While taking short-term disability is an option, these benefits aren’t always available or affordable.
If a breast cancer patient is already living paycheck to paycheck, it increases their burden. In many cases, people with a lower socioeconomic status don’t have savings.
Those without a family or life partner may not have access to sufficient resources. While the financial impact of cancer on families is serious, single individuals may face added burdens. But within individual demographic categories are layers of factors. For example, single mothers already paying for childcare may face financial toxicity sooner than single women without children.
What Are the Determinants of Financial Toxicity?
What determines financial toxicity is whether breast cancer patients can afford all the costs associated with treatment. For most people, this means maintaining employment and adequate health insurance. It also means keeping a roof over their head and paying for necessities like utilities.
When someone experiences financial toxicity, they may be unable to keep up with basic expenses. The effects of cancer treatment can affect health insurance coverage, job performance, and career paths. Financial toxicity also reaches more than individual patients. It affects their families as well.
The impact of cancer on society stems from the effects of the illness. When someone can’t work, teammates must rapidly adjust. Likewise, when a family member becomes ill, others must step in as caregivers or take over their responsibilities. This dynamic can create domino effects within organizational and family units as additional people become stretched too thin.
The emotional impact of cancer is yet another determinant of financial toxicity. Negative emotions influence decision-making capabilities, job performance, and quality of life. Cancer patients and their loved ones are at an increased risk of depression or anxiety, which may exacerbate financial difficulties.
What Is the Financial Burden of Cancer Patients?
The financial burden of cancer patients can quickly add up to hundreds of thousands of dollars. Breast cancer caught at early stages may be less expensive over someone’s lifetime. However, health insurance coverage plays a major role in screening, diagnostics, and treatment.
Insurance plans with high deductibles and additional out-of-pocket costs may impede access to care. This includes routine screening mammograms and diagnostic tests such as biopsies. Even with good insurance, breast biopsies can run into the thousands of dollars. A person without the money to pay for diagnostic mammograms and other tests may avoid getting them.
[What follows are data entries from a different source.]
PR #7794, opened 2025-05-31
feat: Introduce Downloads Archive page

canerakdas:
## Description

This PR introduces a new statically generated page that displays simplified download options by major version:

image

Also includes a download table of other minor versions of the major version;
image

Since I included the minor versions as a table, the content became quite lengthy. To prevent this, I used the HTML `details` element. The main reason I didn't use Radix Primitive Accordion is that we want this page to be fully usable even for users who have JavaScript disabled

I am open to suggestions for to add / remove content 🙇 

## Validation

The links below are accessible in the preview;

- /download/{major}
- /download/archive

## Related Issues

Addresses [#7443](https://github.com/nodejs/nodejs.org/issues/7443)

### Check List

- [x] I have read the [Contributing Guidelines](https://github.com/nodejs/nodejs.org/blob/main/CONTRIBUTING.md) and made commit messages that follow the guideline.
- [x] I have run `pnpm format` to ensure the code follows the style guide.
- [x] I have run `pnpm test` to check if all tests are passing.
- [x] I have run `pnpm build` to check if the website builds without errors.
- [ ] I've covered new added functionality with unit tests if necessary.

PR #7851, opened 2025-06-08
chore: enforce consistent object-shorthand

canerakdas:
## Description

We intend to add this as a rule based on the [feedback received during code reviews](https://github.com/nodejs/nodejs.org/pull/7794/files/a92ad35e369621142dfdb837ee0e1aa6c053374f#r2117785133), so it applies consistently across the website for all contributors and helps maintain the code style.

See; (https://eslint.org/docs/latest/rules/object-shorthand)

Additionally, cleaned up the `importX` imports that were given warnings in the project


AugustinMauroy (approved):

eslint.config.js
```diff
@@ -44,6 +44,7 @@ export default [
           },
         },
       ],
+      'object-shorthand': ['error', 'consistent-as-needed'],
```
araujogui, line 48: I don't know if `consistent-as-needed` is needed, I don't see a problem mixing shorthand and non-shorthand properties.

canerakdas: I think it's better to define the code style clearly from the beginning for future contributors. If mixing shorthand properties isn't an issue for everyone, it's fine by me too

bmuenzenmeyer (approved):
I'm in favor of this change, overall. just needs rebasing

aymen94 (approved):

Delays in screening and diagnostics can lead to undetected breast cancer that metastasizes. By the time the individual finds out they have cancer, the financial hardship of treatment goes through the roof. The disease is more difficult to treat, adding to the social impact of breast cancer. With advanced cases, treatment costs go up and survival rates go down, touching families, co-workers, and friends.
How Does Pink Fund Help Fight Financial Toxicity?
Pink Fund is a nonprofit organization that fights financial toxicity by assisting breast cancer patients with basic living expenses. Yes, many patients and their families need help with the average cost of cancer treatment per year. But when a breadwinner has to take extended leave from work, it can also jeopardize housing and putting food on the table.
A cancer diagnosis in the family can likewise influence more than one member’s earning potential. Caregivers may have to choose more flexible work or give up career plans completely. Pink Fund makes a difference by helping to pay for housing, utility bills, insurance, and transportation. When people donate to breast cancer through Pink Fund, they help patients remove barriers to the treatment they need.